Eligibility criteria

• Inclusion Criteria:
• • (A). Primary hepatic malignancy including hepatocellular carcinoma, intrahepatic cholangiocarcinoma, hepatocellular-cholangiocarcinoma, poorly differentiated or undifferentiated primary hepatic malignancy.
• • 1. Diagnosis of hepatocellular carcinoma: Patient has at least one of the following criteria: (1) positive for hepatocellular carcinoma evidenced by cytology or pathology, (2) serum alpha-fetoprotein level \> 400 ng/mL and has evidence of hepatocellular carcinoma on contrast-enhanced computed tomography or magnetic resonance imaging.
• • 2. Diagnosis of intrahepatic cholangiocarcinoma: Patient has at least one of the following criteria: (1) evidenced by cytology or pathology, (2) serum CA19-9 level \> 10 times of normal upper limit and has evidence on contrast-enhanced computed tomography or magnetic resonance imaging, and no evidence of extrahepatic original malignancy.
• • 3. Diagnosis of hepatocellular-cholangiocarcinoma: concomitantly fit at least one of the items described in (a) and (b)
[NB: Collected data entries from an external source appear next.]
PR #133, opened 2023-11-14
[fix] hardcoded data path

antond-weta:
fix a bug with the path environment variable not being respected and a hardcoded search location always used instead


KelSolaar (approved):
LGTM!

KelSolaar (approved):

PR #135, opened 2023-12-07
[fix] bug in matrix-vector multiplication

antond-weta:
There was a bug in the matrix-vector multiplication where the calculated components were modified in place. So the red component would get calculated, put into the original place, and then the new value would be used when calculating the green and blue instead of the original one.


KelSolaar (approved):
Thanks! LGTM!

PR #445, opened 2022-04-17
When a PIN explicitly provided use a PIN regadless of secure login flag

alonbl:
When a token supports both protected authentication path and PIN the user
may choose which method it wishes to use in order to authenticate.

The default is of course the best secure method, however, when a user
specified a PIN either explictly or via the URI then respect this setting.

Signed-off-by: Alon Bar-Lev <alon.barlev@gmail.com>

• • 4. Diagnosis of poorly differentiated or undifferentiated primary hepatic malignancy: Patient fits all of the following criteria: (1) evidenced of malignancy other than hepatocellular carcinoma, intrahepatic cholangiocarcinoma or hepatocellular-cholangiocarcinoma by cytology or pathology, (2) no evidence of extrahepatic original malignancy
• • (B). Primary hepatic malignant tumors unable to receive curative treatment indicate that the malignancy can not be completely eliminated by operative resection, liver transplantation or local abrasion therapy. Patient also needs to fit at least one of the following criteria: (1) evidence of distant metastasis or large vessels (intrahepatic first branch portal vein, portal main trunk, major hepatic vein or inferior vena cava) invasion, (2) unable to be controlled by transcatheter arterial chemoembolization including appearance of new rather than incompletely treated nodules within 3 months of chemoembolization, or chemoembolization fails
• • (C). The performance status of the patient based on the Eastern Cooperative Oncology Group (ECOG) belongs to 0 or 1 and the calculated Child score is below 8 points.
• Exclusion Criteria:
• • 1. . life-threatening hemorrhage at the present time
• • 2. . life-threatening bacterial, fungal or viral infection (not included hepatitis B and C virus) at the present time
• • 3. . extrahepatic original malignancy unable to be controlled
• • 4. . serum creatinine level \> 1.5 mg/dL.
• • 5. . Patient must receive long-term statin or fibrates drugs. The doses of these medications can not be altered.
• • 6. . Patient has white blood cell count \< 1500/µL, platelet count \< 30000/µL or hemoglobin \< 9.0 gm/dL after medication.
• • 7. . Pregnant woman or plan to be a pregnant woman
• • 8. . allergy to colchicine or has history of severe side effects caused by colchicine
• • 9. . Patient has received systemic chemotherapy within 2 months before enrollment or plans to receive systemic chemotherapy in the future.
• • 10. . Patient is under or plans to receive other clinical trial testing drug.
• • 11. . Patient has severe malfunction of vital organs and can not participate in this study justified by the member of the research team.
• • 12. . Patient is under or plans to receive Chinese traditional medicine or herb drugs.
• • 13. . Patient is under or plans to receive hospice care.
• • 14. . Patient took other clinical trial testing drug within 3 months before enrollment.
• • 15. . Patient can not quit drug abuse or heavy alcohol drinking.